WORK ITEM: Repeat the entries in full. Each line must match exactly.

DATASET ENTRIES:
------------------------------
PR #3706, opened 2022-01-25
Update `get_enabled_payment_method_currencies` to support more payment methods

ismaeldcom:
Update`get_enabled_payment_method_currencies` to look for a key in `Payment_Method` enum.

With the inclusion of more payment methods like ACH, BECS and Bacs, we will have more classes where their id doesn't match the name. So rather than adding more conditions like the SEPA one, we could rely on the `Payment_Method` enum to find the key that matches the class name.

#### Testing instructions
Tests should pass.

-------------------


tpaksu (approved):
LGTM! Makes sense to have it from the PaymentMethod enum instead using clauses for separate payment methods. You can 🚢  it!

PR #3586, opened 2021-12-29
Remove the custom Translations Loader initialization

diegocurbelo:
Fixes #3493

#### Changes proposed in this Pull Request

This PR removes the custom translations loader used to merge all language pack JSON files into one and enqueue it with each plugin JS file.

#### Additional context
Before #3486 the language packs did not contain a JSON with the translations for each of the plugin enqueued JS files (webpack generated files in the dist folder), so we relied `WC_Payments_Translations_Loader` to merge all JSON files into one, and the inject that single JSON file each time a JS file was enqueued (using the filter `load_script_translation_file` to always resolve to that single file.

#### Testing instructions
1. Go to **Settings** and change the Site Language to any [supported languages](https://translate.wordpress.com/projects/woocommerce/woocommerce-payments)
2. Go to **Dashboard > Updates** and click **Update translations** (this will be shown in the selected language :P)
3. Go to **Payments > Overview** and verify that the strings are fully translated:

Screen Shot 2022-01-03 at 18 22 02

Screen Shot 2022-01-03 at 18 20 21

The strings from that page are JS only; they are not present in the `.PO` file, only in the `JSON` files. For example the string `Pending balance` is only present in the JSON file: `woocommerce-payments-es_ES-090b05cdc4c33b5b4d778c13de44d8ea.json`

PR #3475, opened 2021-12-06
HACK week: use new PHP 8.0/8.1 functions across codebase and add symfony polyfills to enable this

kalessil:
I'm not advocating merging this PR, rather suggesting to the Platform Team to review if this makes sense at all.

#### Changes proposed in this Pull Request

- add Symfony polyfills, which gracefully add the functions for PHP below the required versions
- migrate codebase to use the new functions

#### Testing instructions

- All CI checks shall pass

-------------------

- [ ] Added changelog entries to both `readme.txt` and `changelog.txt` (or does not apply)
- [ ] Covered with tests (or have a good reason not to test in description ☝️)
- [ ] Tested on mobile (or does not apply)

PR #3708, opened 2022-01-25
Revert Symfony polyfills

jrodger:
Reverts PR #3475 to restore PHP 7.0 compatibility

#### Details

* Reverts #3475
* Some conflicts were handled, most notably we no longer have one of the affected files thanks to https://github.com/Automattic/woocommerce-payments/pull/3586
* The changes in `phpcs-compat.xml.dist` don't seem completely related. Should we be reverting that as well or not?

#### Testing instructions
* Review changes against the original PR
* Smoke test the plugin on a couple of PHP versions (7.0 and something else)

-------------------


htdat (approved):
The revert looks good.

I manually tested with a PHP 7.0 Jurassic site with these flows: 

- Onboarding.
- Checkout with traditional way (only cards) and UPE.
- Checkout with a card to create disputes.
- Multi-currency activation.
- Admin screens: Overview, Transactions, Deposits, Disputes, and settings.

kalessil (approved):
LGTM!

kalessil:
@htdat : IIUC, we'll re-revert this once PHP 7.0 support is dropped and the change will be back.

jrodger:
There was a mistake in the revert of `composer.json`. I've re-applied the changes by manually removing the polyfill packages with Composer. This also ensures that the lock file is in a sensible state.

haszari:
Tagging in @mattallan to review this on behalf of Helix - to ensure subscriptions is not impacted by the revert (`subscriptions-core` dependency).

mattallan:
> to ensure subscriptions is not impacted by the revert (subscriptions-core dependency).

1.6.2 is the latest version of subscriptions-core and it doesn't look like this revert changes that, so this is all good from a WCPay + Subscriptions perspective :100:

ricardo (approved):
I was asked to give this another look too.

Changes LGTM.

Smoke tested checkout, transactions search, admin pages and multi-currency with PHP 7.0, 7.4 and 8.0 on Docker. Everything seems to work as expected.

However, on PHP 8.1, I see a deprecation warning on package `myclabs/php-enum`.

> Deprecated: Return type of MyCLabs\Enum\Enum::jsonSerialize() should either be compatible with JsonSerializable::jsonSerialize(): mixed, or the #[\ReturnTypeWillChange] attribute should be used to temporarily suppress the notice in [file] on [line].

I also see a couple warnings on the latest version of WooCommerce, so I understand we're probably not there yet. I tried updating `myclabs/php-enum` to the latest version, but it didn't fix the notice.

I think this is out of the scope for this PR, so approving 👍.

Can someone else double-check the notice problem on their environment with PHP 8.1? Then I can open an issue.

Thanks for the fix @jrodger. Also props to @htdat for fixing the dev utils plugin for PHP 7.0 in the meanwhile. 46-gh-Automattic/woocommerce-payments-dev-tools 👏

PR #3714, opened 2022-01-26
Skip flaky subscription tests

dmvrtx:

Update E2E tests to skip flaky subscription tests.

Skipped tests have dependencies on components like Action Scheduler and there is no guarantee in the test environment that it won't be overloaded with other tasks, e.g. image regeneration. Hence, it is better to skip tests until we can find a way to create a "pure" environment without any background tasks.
------------------------------
SOLUTION TO THE PROBLEM:
PR #3706, opened 2022-01-25
Update `get_enabled_payment_method_currencies` to support more payment methods

ismaeldcom:
Update`get_enabled_payment_method_currencies` to look for a key in `Payment_Method` enum.

With the inclusion of more payment methods like ACH, BECS and Bacs, we will have more classes where their id doesn't match the name. So rather than adding more conditions like the SEPA one, we could rely on the `Payment_Method` enum to find the key that matches the class name.

#### Testing instructions
Tests should pass.

-------------------


tpaksu (approved):
LGTM! Makes sense to have it from the PaymentMethod enum instead using clauses for separate payment methods. You can 🚢  it!

PR #3586, opened 2021-12-29
Remove the custom Translations Loader initialization

diegocurbelo:
Fixes #3493

#### Changes proposed in this Pull Request

This PR removes the custom translations loader used to merge all language pack JSON files into one and enqueue it with each plugin JS file.

#### Additional context
Before #3486 the language packs did not contain a JSON with the translations for each of the plugin enqueued JS files (webpack generated files in the dist folder), so we relied `WC_Payments_Translations_Loader` to merge all JSON files into one, and the inject that single JSON file each time a JS file was enqueued (using the filter `load_script_translation_file` to always resolve to that single file.

#### Testing instructions
1. Go to **Settings** and change the Site Language to any [supported languages](https://translate.wordpress.com/projects/woocommerce/woocommerce-payments)
2. Go to **Dashboard > Updates** and click **Update translations** (this will be shown in the selected language :P)
3. Go to **Payments > Overview** and verify that the strings are fully translated:

Screen Shot 2022-01-03 at 18 22 02

Screen Shot 2022-01-03 at 18 20 21

The strings from that page are JS only; they are not present in the `.PO` file, only in the `JSON` files. For example the string `Pending balance` is only present in the JSON file: `woocommerce-payments-es_ES-090b05cdc4c33b5b4d778c13de44d8ea.json`

PR #3475, opened 2021-12-06
HACK week: use new PHP 8.0/8.1 functions across codebase and add symfony polyfills to enable this

kalessil:
I'm not advocating merging this PR, rather suggesting to the Platform Team to review if this makes sense at all.

#### Changes proposed in this Pull Request

- add Symfony polyfills, which gracefully add the functions for PHP below the required versions
- migrate codebase to use the new functions

#### Testing instructions

- All CI checks shall pass

-------------------

- [ ] Added changelog entries to both `readme.txt` and `changelog.txt` (or does not apply)
- [ ] Covered with tests (or have a good reason not to test in description ☝️)
- [ ] Tested on mobile (or does not apply)

PR #3708, opened 2022-01-25
Revert Symfony polyfills

jrodger:
Reverts PR #3475 to restore PHP 7.0 compatibility

#### Details

* Reverts #3475
* Some conflicts were handled, most notably we no longer have one of the affected files thanks to https://github.com/Automattic/woocommerce-payments/pull/3586
* The changes in `phpcs-compat.xml.dist` don't seem completely related. Should we be reverting that as well or not?

#### Testing instructions
* Review changes against the original PR
* Smoke test the plugin on a couple of PHP versions (7.0 and something else)

-------------------


htdat (approved):
The revert looks good.

I manually tested with a PHP 7.0 Jurassic site with these flows: 

- Onboarding.
- Checkout with traditional way (only cards) and UPE.
- Checkout with a card to create disputes.
- Multi-currency activation.
- Admin screens: Overview, Transactions, Deposits, Disputes, and settings.

kalessil (approved):
LGTM!

kalessil:
@htdat : IIUC, we'll re-revert this once PHP 7.0 support is dropped and the change will be back.

jrodger:
There was a mistake in the revert of `composer.json`. I've re-applied the changes by manually removing the polyfill packages with Composer. This also ensures that the lock file is in a sensible state.

haszari:
Tagging in @mattallan to review this on behalf of Helix - to ensure subscriptions is not impacted by the revert (`subscriptions-core` dependency).

mattallan:
> to ensure subscriptions is not impacted by the revert (subscriptions-core dependency).

1.6.2 is the latest version of subscriptions-core and it doesn't look like this revert changes that, so this is all good from a WCPay + Subscriptions perspective :100:

ricardo (approved):
I was asked to give this another look too.

Changes LGTM.

Smoke tested checkout, transactions search, admin pages and multi-currency with PHP 7.0, 7.4 and 8.0 on Docker. Everything seems to work as expected.

However, on PHP 8.1, I see a deprecation warning on package `myclabs/php-enum`.

> Deprecated: Return type of MyCLabs\Enum\Enum::jsonSerialize() should either be compatible with JsonSerializable::jsonSerialize(): mixed, or the #[\ReturnTypeWillChange] attribute should be used to temporarily suppress the notice in [file] on [line].

I also see a couple warnings on the latest version of WooCommerce, so I understand we're probably not there yet. I tried updating `myclabs/php-enum` to the latest version, but it didn't fix the notice.

I think this is out of the scope for this PR, so approving 👍.

Can someone else double-check the notice problem on their environment with PHP 8.1? Then I can open an issue.

Thanks for the fix @jrodger. Also props to @htdat for fixing the dev utils plugin for PHP 7.0 in the meanwhile. 46-gh-Automattic/woocommerce-payments-dev-tools 👏

PR #3714, opened 2022-01-26
Skip flaky subscription tests

dmvrtx:

Update E2E tests to skip flaky subscription tests.

Skipped tests have dependencies on components like Action Scheduler and there is no guarantee in the test environment that it won't be overloaded with other tasks, e.g. image regeneration. Hence, it is better to skip tests until we can find a way to create a "pure" environment without any background tasks.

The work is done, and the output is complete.